Stored entries:
□ □ □ □ □

PR #537, opened 2021-01-18
PP-7528 Add deadline for teams' own Worldpay accounts

m-green:
### Context
We're missing content for users to tell them that you cannot use your own Worldpay contract after 31 July 2021.

Add the content to the relevant [Go live section](https://docs.payments.service.gov.uk/switching_to_live/#2-connect-your-live-account-to-your-psp) and reorder the content so the options are clearer. 

### Guidance to review


antoniasimmons (approved):
Yep, think this covers the missing gap. Technically the wording around how you can connect ePDQ and Smartpay on the basis you've done this previously is also true for Worldpay direct contract use but it's a bit nuanced. As we discussed I am happy this is the simplest and clearest approach for now. Cheers for sorting.

PR #539, opened 2021-01-25
PP-6441 Add asking us about storing records of phone payments

m-green:
### Context
If teams use Worldpay as their PSP and a third-party provider that processes phone payments, they can ask us about storing records about phone payments on GOV.UK Pay.

- Add a page on asking us about storing records of phone payments
- Restructure so we have a 'Taking payments by phone' section that contains both MOTO payments and storing records of phone payments 

### To do before merging
- [ ] Add redirects to reflect tweaked URLs
- [ ] Update links to MOTO page from other sections
 
### Guidance to review


miriamalice (commented):
lgtm but I have the least context of this of the three reviewers!

heathd:
I think this feature is quite niche. It's also quite a lot of work for our team to support organisations using this feature so I'm not keen on advertising it. I would prefer to have a page in the documentation which describes the scenario where this feature might be used without actually mentioning the existence of the feature itself and invite people to get in touch with us.

heathd (changes requested):
This feature is very niche, and I'm not keen on advertising it because it creates quite a lot of burden on our team to manage the integration work required. Therefore I would prefer that we do not put this in our public documentation.

m-green:
Thanks David - definitely happy to avoid having content about this feature if it's a niche user need.

I wasn't sure what you meant by the alternative page though - can you elaborate a little?

heathd:
Instead of:

> # Take payments by phone
> 
> You can:
> 
> - [take payments over the phone](moto-payments.html) (‘MOTO’ payments)
> - ask us about [storing records about phone payments](store-records-about-phone-payments.html)

Something like:

> # Take payments by phone
> 
> You can:
> 
> - [take payments by having your staff key in card payment details in a GOV.UK Pay](moto-payments.html) you will be responsible for PCI compliance for the way that your staff handle the user's card details. This feature is sometimes called ‘MOTO’ payments
> - take payments by [outsourcing the operation of your call centre to a specialist telephony supplier](using-an-outsourced-telephony-provider-with-govuk-pay.html).

And then a page such as:

> # Using an outsourced telephony provider with GOV.UK Pay
> 
> Many services outsource the operation of their call centre to a specialist supplier who can manage PCI compliance. These suppliers usually offer ways to keep credit card numbers secure by automating the card number entry using telephone touch tones (sometimes called "DTMF suppression"). GOV.UK Pay does not currently offer a way to allow such suppliers to process payments, however we do have limited support to allow payments processed outside of GOV.UK Pay to be stored in the platform for reporting purposes. Currently this is only supported if you are using Worldpay.
>
> If you're interested to know more about this, please contact us

m-green:
Thanks David. I think the suggested content might be tipping into a higher-level need that’s a better fit for the product pages.

However I’ve created an iterated and shortened version below to bring it all into GOV.UK style and/or the language already agreed in the NHS/DWP Google Doc. Let me know what you think. (Please comment rather than rewriting so we can avoid steering too far away from style etc).

I haven’t included PCI compliance considerations as it seemed unnecessary to the user need of "I need to use GOV.UK Pay to process phone payments handled by a third-party" - if a team is using a call centre, it seems like they’d already know about PCI compliance and DTMF suppression.

I lost 'limited support' because it would probably raise questions about what that means (which means teams would be unsure and probably just contact us anyway). Happy to add it in if we can find words that are a little more specific, to help teams decide whether to contact us.

# Take payments by phone

You can take payments by phone by [getting your staff to fill in GOV.UK Pay payment pages with your users’ details](https://docs.payments.service.gov.uk/moto_payments/#take-a-payment-over-the-phone-moto-payments) - also known as Mail Order / Telephone Order (MOTO) payments.

If a third-party provider processes your phone payments, you cannot use GOV.UK Pay to process those payments. However if your PSP is Worldpay, you can [contact us] about whether you can store records about phone payments in your GOV.UK Pay account, so you can report on both your online and phone payments.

□ □ □ □ □

TO DO:
Lines with "pages" in the records above: copy every one of them.

RESULT OF THE EXERCISE:
Thanks David. I think the suggested content might be tipping into a higher-level need that’s a better fit for the product pages.
You can take payments by phone by [getting your staff to fill in GOV.UK Pay payment pages with your users’ details](https://docs.payments.service.gov.uk/moto_payments/#take-a-payment-over-the-phone-moto-payments) - also known as Mail Order / Telephone Order (MOTO) payments.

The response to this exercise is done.